Radha Blank began her career with her one-woman Hip-Hop b-ball ‘dramedy' Kenya (Dixon Place, Hip-Hop Theater Festival, Public Theater’s New Works Now, HERE; awards: New Professional Theatre's Annual Writers Award for Best Script, The NY Foundation for the Arts Artists Fellowship and Nickelodeon's Writers Fellowship). Radha later wrote for Nickelodeon shows The Backyardigans and Little Bill, debuted her original animated short, Papa Moco Jumbie and wrote a pilot for TeenNick based on her life as a young comic in NYC called My Life Is A Joke. 
Radha returned to theater with seed, which was developed through Classical Theater of Harlem’s Future Projects initiative and will be presented in conjunction with The NYC Hip Hop Theater Festival in 2010. seed garnered Radha membership into the Public Theaters Inaugural Emerging Writers Group (2008) where she developed the satire nannyland. Her latest project is Happy.Flower.Nail, a solo show that explores gentrification through the women who inhabit a Bed-Stuy nail salon. Happy.Flower.Nail was developed at Voice & Vision’s Envision Retreat at Bard and most recently performed at the Grantmakers in the Arts Conference. Radha was also recently nominated for the Wendy Wasserstein prize in playwriting.  
Seeing writing as a path to self-discovery and self-empowerment, Radha has instructed NYC youth in poetry and playwriting for over fifteen years. She finds inspiration in both the rhythm of youth culture and the pulse of social justice issues facing urban American communities of color. 

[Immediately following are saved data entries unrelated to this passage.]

PR #4589, opened 2020-03-02
Create pediatric-infectious-disease-journal.csl

morksoldat:
Based on AMA style, minor adjustements from american-medical-association.csl
Journal site https://journals.lww.com/pidj/pages/default.aspx , citattion style as indicated in http://edmgr.ovid.com/pidj/accounts/ifauth.htm


adam3smith:
Thanks!

PR #4591, opened 2020-03-03
Create laboratory-animal-science-professional.csl

POBrien333:
via https://forums.zotero.org/discussion/comment/349964#Comment_349964

### DIFF
--- a/laboratory-animal-science-professional.csl
+++ b/laboratory-animal-science-professional.csl
@@ -100,7 +100,7 @@
   </macro>
   <macro name="pages">
     <group>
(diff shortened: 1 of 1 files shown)


adam3smith:
Thanks! I don't think the discrepancy between style guide & journal is quite as bad as you made it sound (though it really isn't CSE in any meaningful sense).

POBrien333:
Gotta exaggerate a bit, so they get their s*!t together. ;)

adam3smith:
Thanks!

PR #4592, opened 2020-03-03
Create apa-doi-arxiv-extra.csl

andreaiorio:
A style for those who uses the extra field to save the arXiv ID  publication. It prints out both the DOI url and the arxiv one.


adam3smith:
Thanks -- we generally don't host styles that use custom hacks to add information such as unmapped IDs etc. I completely understand how this is can be useful and you're (obviously -- not that you'd need our permission) welcome to host this yourself, but it creates too much confusion on the repository (not least, because CSL doesn't just serve Zotero but almost 50 other products)

PR #4595, opened 2020-03-05
journal title in italics in biophysical-journal.csl

POBrien333:
Via https://forums.zotero.org/discussion/81748/downloaded-biophysical-journal-citation-style-does-not-italicize-journal-titles


rmzelle:
Thanks!

PR #4596, opened 2020-03-05
Always show DOI for article-journal for journal-of-forensic-sciences.csl

POBrien333:
via https://forums.zotero.org/discussion/comment/350125/#Comment_350125


adam3smith:
Thanks!

PR #5089, opened 2020-10-31
Add APA numeric and update BioEssays

bwiernik:
https://forums.zotero.org/discussion/85312/style-request-updating-bioessays#latest


adam3smith:
@bwiernik do you want to add the styles on the exception list for unused macros?

bwiernik:
Actually, yeah, I'll do that instead.

adam3smith:
I think that should be `apa-numeric-superscript` in line with Vancouver, no?
(1) numeric
[2] numeric-brackets
<sup>1</sup> numeric-superscript
<sup>[1]</sup> numeric-superscript-brackets

bwiernik:
Got it okay.

adam3smith:
I hope the two journals are OK with this -- I've seen the provisional guidelines from the Biotechnology journals and they're a not-very-precise adaptation of APA 6th... let's hope they're actually OK with correct APA 7

adam3smith:
Thanks!

bwiernik:
BioEssays indicated that APA 7 was fine, and Biotechnology Journal said they were the same as BioEssays, so I’m thinking they aren’t too concerned about the details.

PR #5103, opened 2020-11-13
Update international-organization.csl

biejanpt:
Two issues with the style:

- Author name is repeated in bibliography, but should be replaced by "———" after first entry.
- Publications by same (group of) author(s) is not sorted by publication year.

### DIFF
--- a/international-organization.csl
+++ b/international-organization.csl
@@ -426,7 +426,7 @@
       </choose>
     </layout>
   </citation>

Kelley Nicole Girod is a 2008 graduate of Columbia's MFA playwriting program where she was named the Stein and Liberace scholar as well as the John Golden fellow for her artistic merit.  Kelley hails from Louisiana where she attended Louisiana State University and works extensively with the artistic community of Baton Rouge, most recently serving as a panel judge for Louisiana's artist in residency program.  She has had plays produced in Los Angeles, New York, New Orleans, and Columbus, Ohio and has had readings at Primary Stages, the Labyrinth studio and Horsetrade Theatre Co.(NYC) which produced her play "Parabolas" as part of their downtown theatre festival.  She is also a resident playwright for the Horse Trade's Drafts this year as well as a staff member of the theatre.